Lao expert Martin Stuart-Fox, of Australia's University of Queensland, said many Lao people now feared the "truck stop development" of their country. 

"Lao friends of mine fear that 'social ills', such as HIV/AIDS and prostitution will flourish, and that it will make it easier to lure young Lao to be exploited -- sexually and otherwise -- in Thailand and Vietnam," he said. 

Environmentalists have also issued stark warnings. 

"The rapid growth and expansion of GMS has taken its toll, in particular with unforeseen environmental costs in the form of illegal wildlife and timber trade," said World Wide Fund for Nature vice president Tom Dillon. 

"Minerals, metals, timber and species are being extracted from the forests at a dizzying pace while the Mekong River, the region's most vital lifeline, is being dammed," he told a January meeting of GMS environment ministers. 

British-based group the Environmental Investigation Agency charged this month that Vietnam and Thailand are now buying huge quantities of illegally logged timber from Laos for furniture exports to Europe and the United States. 

The UN Environment Programme has warned that the region's "natural resource base has come under pressure from rapid economic and demographic change. 

"Together with the impact of infrastructure development, and the weakness of national protective and regulatory institutions, these forces have contributed to widespread pollution and natural resource depletion." 

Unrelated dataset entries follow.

PR #807, opened 2025-02-03
Fix 422 errors on empty messages when calling models with tools in langgraph functions

arktoswb:
Tested successfully on this agent:

```
from langgraph.prebuilt import create_react_agent

from nearai_langchain.orchestrator import NearAILangchainOrchestrator, RunMode

from langchain.agents import Tool

orchestrator = NearAILangchainOrchestrator(globals())
# To continue conversation in local mode:
# orchestrator = NearAILangchainOrchestrator(globals(), thread_id="thread_xxxxxx")


def initialize_agent():
    """Initialize the agent."""
    # Initialize LLM.
    llm = orchestrator.chat_model.chat_open_ai_model

    my_made_up_tool = Tool(
        name="frankenfurtership",
        description="When called, returns something.",
        func=lambda *args, **kwargs: "frankengiven"
    )

    # Create ReAct Agent using the LLM and no tools.
    return create_react_agent(
        llm,
        tools=[my_made_up_tool],
        state_modifier=("You are a helpful agent. Your name is CreateReactAgentExample. You have access to the tool frankenfurtership, which you can call if the user asks you to do so."),
    )


executor = initialize_agent()
env = orchestrator.env

if orchestrator.run_mode == RunMode.LOCAL:
    print("Entering chat mode...")
    user_input = input("\nPrompt: ")
    env.add_user_message(user_input)

messages = env.list_messages()
for chunk in executor.stream({"messages": messages}):
    if "agent" in chunk:
        result = chunk["agent"]["messages"][0].content
    elif "tools" in chunk:
        result = chunk["tools"]["messages"][0].content
    env.add_reply(result)

    if orchestrator.run_mode == RunMode.LOCAL:
        print(result)
        print("-------------------")

env.mark_done()
```

with models `llama-v3p1-70b-instruct` and `qwen2p5-72b-instruct`


nearai/openapi_client/api_client.py
```diff
@@ -313,13 +313,8 @@ def response_deserialize(
                 if content_type is not None:
                     match = re.search(r"charset=([a-zA-Z\-\d]+)[\s;]?", content_type)
                 encoding = match.group(1) if match else "utf-8"
-
-                try:
-                    response_text = response_data.data.decode(encoding)
-                    return_data = self.deserialize(response_text, response_type, content_type)
-                except UnicodeDecodeError:
-                    # binary response
```
arktoswb, line 321: This change is introduced manually in https://github.com/nearai/nearai/pull/737/files#diff-b7dd5257541965913bc4bcac5646279076b7b84b0200f6fe992e8cb944ba6e00

api_client.py is a generated file. So every time, someone wants to generate a client, this change will be reverted.

hub/api/v1/completions.py
```diff
@@ -59,5 +59,22 @@ def get_llm_ai(provider: str) -> OpenAI:
 
 
 class Message(BaseModel):
+    """A chat message."""
+
     role: str
-    content: str
+    content: Optional[str] = " "  # Default to single space
```
ewiner, line 65: Any particular reason you picked `" "` instead of `""`?

arktoswb: Just trying to over-address an issue. I want to see if that helps, then, if it does work, change " " -> ""

PierreLeGuen: Did you try locally?

ewiner (commented):
As a temporary hotfix to reduce our error rate this seems like a fine approach.  But as a fix for the actual problem, I think we need to understand what the client is sending:
* no `content`?
* `content: null`?
* `content: [{text: "first part"}, {text: "second part"}]` (which is valid in the [OpenAI API](https://platform.openai.com/docs/api-reference/chat/create))

And adjust our types and the downstream code accordingly, by either:
1. Handling it before the call to `litellm` (maybe the same way you've done here).
2. Providing a better error message that basically says "sorry we don't _exactly_ support the OpenAI API; `content` is required and must be a string"

Notably, our client SDK allows those more sophisticated types because it borrows the types from `litellm`: https://github.com/nearai/nearai/blob/main/nearai/agents/environment.py#L1216

I'm leaving this as a Comment instead of a Request Changes because I don't want to block merge when I'm out.  I'm 👍 to the idea of merging and deploying this workaround while we figure out what to do with this API.

hub/api/v1/completions.py
arktoswb: Updated and successfully tested locally.

arktoswb:
> As a temporary hotfix to reduce our error rate this seems like a fine approach. But as a fix for the actual problem, I think we need to understand what the client is sending:
> 
> * no `content`?
> * `content: null`?
> * `content: [{text: "first part"}, {text: "second part"}]` (which is valid in the [OpenAI API](https://platform.openai.com/docs/api-reference/chat/create))
> 
> And adjust our types and the downstream code accordingly, by either:
> 
> 1. Handling it before the call to `litellm` (maybe the same way you've done here).
> 2. Providing a better error message that basically says "sorry we don't _exactly_ support the OpenAI API; `content` is required and must be a string"
> 
> Notably, our client SDK allows those more sophisticated types because it borrows the types from `litellm`: https://github.com/nearai/nearai/blob/main/nearai/agents/environment.py#L1216
> 
> I'm leaving this as a Comment instead of a Request Changes because I don't want to block merge when I'm out. I'm 👍 to the idea of merging and deploying this workaround while we figure out what to do with this API.

So far based on my debugging this is what I see:
1. Agent calls langgraph functions `create_react_agent().stream({"messages": messages})`. User asks to call a function.
2. The first response from a model is from `assistant`. It can be "I am going to call `frankenfurtership` function or "Could you please provide an argument for the function `frankenfurtership`" or it can be just empty. Interestingly, empty messages at this step are processed ok (empty message is then added by assistant).
3. Then a tool is called and output from a tool is added with role=`tool`
4. Since the last role is not `assistant` (it's `tool`) the langgraph function is making another completion request.  Last 2 messages: `{'role': 'assistant', 'content': ''}, {'role': 'tool', 'content': 'frankengiven'}`. Error appears at this step or later.
5. If a model wants to call a tool again, the process repeats: first, a message from assistant, then from a role. `{'role': 'user', 'content': 'frankenfurtership'}, {'role': 'assistant', 'content': ''}, {'role': 'tool', 'content': 'frankengiven'}, {'role': 'assistant', 'content': ''}, {'role': 'tool', 'content': 'frankengiven'}` and so on. Called 6 times.

The first empty message from assistant does not produce 422 error. Which probably means that 422 errors appear at the 4th step: passing a completion request with an empty assistant message.

hub/api/v1/completions.py
```diff
@@ -59,5 +59,15 @@ def get_llm_ai(provider: str) -> OpenAI:
...
-    content: str
+    content: str = ""
+
+    @field_validator("content", mode="before")
+    @classmethod
+    def ensure_string_content(cls, v):
+        """Convert None to empty string and ensure content is always a string."""
+        if not v:
+            return ""
+        return str(v)  # Convert any non-None value to string
```
gabehamilton, line 73: For OpenAI compatibility content can also be an array of content_type objects and we will need to use that soon for image_url https://platform.openai.com/docs/api-reference/messages/createMessage

gabehamilton (approved):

The UNEP warned that "despite increasing economic integration, a key weakness of the GMS is that it still lacks a genuinely regional body with the mandate to develop and implement a shared vision of sustainable development."


----------



## hkskyline (Sep 13, 2002)

*New rush to dam Mekong alarms environmentalists *

HANOI, March 27, 2008 (AFP) - The Mekong River, the world's 12th largest waterway crossing six countries, may soon be tamed by a cascade of mega dams, but critics say the plan will harm the fish stocks millions of people rely on. 

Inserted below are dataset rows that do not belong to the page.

PR #820, opened 2025-02-05
Store milliseconds in Message.created_at by using Mysql column declaration (for Singlestore). Fetch messages faster when waiting for a run.

gabehamilton:


calebjacob (approved):
Looks good!

hub/demo/src/components/AgentRunner.tsx
```diff
@@ -177,6 +164,25 @@ export const AgentRunner = ({
...
+
+  const threadQuery = trpc.hub.thread.useQuery(
+    {
+      afterMessageId: thread?.latestMessageId,
+      runId: thread?.run?.id,
+      threadId,
+    },
+    {
+      enabled: isAuthenticated && !!threadId,
+      refetchInterval: isRunning ? 150 : 1500,
```
gabehamilton, line 180: This is the only real change, the rest is just moving the some functions so isRunning is declared before this.

calebjacob:
@gabehamilton Looks like you need to run `npm run pre-commit` to fix some lint issues.

hub/alembic/versions/3cd5c742583c_convert_message_sa_datetime_to_sa_.py
```diff
@@ -0,0 +1,37 @@
...
+
+# revision identifiers, used by Alembic.
+revision: str = "3cd5c742583c"
+down_revision: Union[str, None] = "26e1e353eb58"
+branch_labels: Union[str, Sequence[str], None] = None
+depends_on: Union[str, Sequence[str], None] = None
+
+
+def upgrade() -> None:
+    op.add_column("messages", sa.Column("created_at_temp", mysql.TIMESTAMP(fsp=6), server_default=sa.func.now()))
```
ewiner, line 23: But `fsp=6` is the important bit, right?  Did we need to (or do we want to) move from `DateTime` to `Timestamp` too?

Issue #831, opened 2025-02-09
Prefix on embeds introduces extra info


gagdiez:
When creating embeddings for `text_chunks`, we introduce a `prefix`:

https://github.com/nearai/nearai/blob/main/hub/tasks/embedding_generation.py#L221

```py
prefix = "search_query: " if query else "search_document: "
response = await client.embeddings.create(input=prefix + text, model=EMBEDDING_MODEL)
```

I tested using this prefix locally, and it introduces enough "noise" such that it can **change results drastically** when comparing documents with user queries.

Plans for a series of Mekong mainstream dams have been made and scrapped several times since the 1960s, but now, with oil above 100 dollars a barrel, the projects look more appealing than ever to their proponents. 

The river's future will be a key issue when prime ministers of the Mekong countries meet Sunday and Monday in the Lao capital Vientiane for a summit of the Greater Mekong Subregion (GMS), with the Asian Development Bank. 

The 4,800-kilometre (3,000-mile) river originates in the Tibetan plateau of China, where it is called the Lancang, before running through Yunnan province, Myanmar, Laos, Thailand, Cambodia and Vietnam to the South China Sea. 

To the pro-development lobby, the Mekong is a dream of hydropower potential for an energy-hungry region. To environmentalists, it's a nightmare. 

Laos, Cambodia and Thailand have all allowed Chinese, Malaysian, Thai and Vietnamese companies to study at least seven mainstream hydropower projects. 

The new projects on the drawing board are "a serious threat to the river's ecology" and the millions who depend on it for water, food, income and transport, said Carl Middleton of environmental watchdog International Rivers. 

"By changing the river's hydrology, blocking fish migration and affecting the river's ecology, the construction of dams on the Lower Mekong mainstream will have repercussions throughout the entire basin." 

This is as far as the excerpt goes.